In Issue

  • Consideration of the extent to which damages should be reduced for contributory negligence in a blameless accident.

The Background

At 1:40am on 14 August 2010, the appellant was walking along an unlit road when he was struck from behind by a car driven by the respondent. Both the appellant and the respondent were affected by alcohol at the time of the accident.

The Decision at Trial

The trial judge found that the respondent had driven her vehicle off the bitumen road and onto the gravel verge where the appellant was walking. The trial judge found the appellant 40% contributorily negligent as he had walked along a narrow, unlit road facing away from oncoming traffic. The trial judge awarded damages in the sum of $1,556,378.80.

The Issues on Appeal

The appellant appealed the decision on the ground that the damages award was inadequate. The respondent cross-appealed against the finding that she was negligent.

The Decision on Appeal

The Court of Appeal allowed the cross-appeal and set aside the trial judge’s orders. It held that the evidence did not support the finding that the appellant was standing on the gravel verge of the road immediately before the accident.
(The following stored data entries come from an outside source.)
Issue #359, opened 2022-09-23
Add two argument versions of common HPyDef_ macros


hodgestar:
It would be nice to have to repeat oneself less when defining slots and methods. E.g. instead of writing

```HPyDef_SLOT(Point_traverse, Point_traverse_impl, HPy_tp_traverse)```

it would be nice to write just:

```HPyDef_SLOT(Point_traverse, HPy_tp_traverse)``` and have the implementation be Point_traverse_impl by convention.

We can then keep the three argument versions for corner cases, or maybe even just get rid of them eventually? If one really needs a different name one can use a `#define`? This last paragraph is up for discussion.

antocuni:
sorry, I see it only now. I'd vote for killing they three argument versions: in the common case you use the short version, and if you need more control over the names you just write an `HPyDef` manually.

fangerer:
Afaik, this issue is resolved.

PR #367, opened 2022-10-10
Added shortcut for PyDef_* Macros

PurityLake:
Refers to #359 

Added 
* `HPyDef_SLOT2`
* `HPyDef_METH2`
* `HPyDef_GET2`
* `HPyDef_SET2`
* `HPyDef_GETSET2`

I couldn't think of a better name and perhaps renaming the original would create a breaking change. I made an assumption with the implied `IMPL` values passed to the original macros.


hodgestar:
Looks good! A few thoughts:

- There should be tests that use these macros (probably alongside the corresponding existing tests for these features)
- It would be good to have better names than `HPyDef_SLOT2`. One option is to name the new macros `HPyDef_SLOT` (i.e. change the default behaviour) and to name the old macros `HPyDef_SLOT_IMPL` (so that it's clear that it takes precisely an extra impl argument).

Changing the default behaviour might be annoying for existing ports, but if we like this better we should change it now while it's still possible. Hopefully others will chime in whether they like my suggested names.

PurityLake:
Ok huge new update, made each change a new commit so that its easier to see what I did

hpy/devel/include/hpy/hpydef.h
```diff
@@ -114,12 +114,12 @@ typedef struct {
    more detailed explanation in the comments around HPyFunc_DECLARE in
    hpyfunc.h
 */
-#define HPyDef_SLOT(SYM, IMPL, SLOT)                            \
+#define HPyDef_SLOT_IMPL(SYM, IMPL, SLOT)                            \
```
fangerer, line 117: The philosophy we followed so far was that we only provide a macro for the very common case.
I'm not sure if we should keep the `HPyDef_*_IMPL` macros since you can always manually fill your `HPyDef` struct.

hodgestar: My own view is that manually filling the HPyDef struct is quite a big jump in complexity for users. One has to suddenly understand all the details of the struct.

fangerer: I agree since I cannot fill an `HPyDef` from the top of my head myself.
The question is more: where should we make the cut. I remember that I once asked if we should have some variant for `HPyDef_METH` that covers the _ujson_ case (same C function; two Python methods) and we decided to not introduce a macro for that.
Anyway, I'm not really objected to keep the `HPyDev_*_IMPL` macros. I would also agree to add more. We just need to start writing docs about that.

PurityLake: `HPyDev_*_IMPL` can be good if you want to implement a slot with one of HPy's generic functions. I saw one in a test case

docs/examples/simple-example/simple.c
```diff
@@ -8,16 +8,27 @@
...
 {
     return HPy_Absolute(ctx, arg);
 }
 // END: myabs
 
+// BEGIN: thisabs
+#include "hpy.h"
+
+HPyDef_METH_IMPL(thisabs, "thisabs", thisabs_impl HPyFunc_O)
+static HPy myabs_impl(HPyContext *ctx, HPy self, HPy arg)
```
steve-s, line 22: shouldn't this be `thisabs_impl(HPyContext *ctx, ...)`?

steve-s: Maybe it should have a completely different name to better illustrate what the `_IMPL` variant of the macro is for?

PurityLake: Yes, apologies, will fix that in a minute

PurityLake:
The tests failed? Was full sure they passed for me, I'll look into this

PurityLake:
Ok, I believe the tests are passing now, sorry for the mess up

During the hearing, the appellant was granted leave to file an amended Notice of Appeal (“the amended appeal”).

The Issues on the Amended Appeal

The appellant submitted that the trial judge erred in failing to find in the alternative that it was a blameless accident within the meaning of s 7A of the Motor Accident Compensation Act 1999 (NSW) (“MACA”). The respondent sought leave to argue that Axiak v Ingram [2012] NSWCA 311 was wrongly decided insofar as it held that a plaintiff could rely on the blameless motor accident provisions of the MACA notwithstanding that the plaintiff was contributorily negligent.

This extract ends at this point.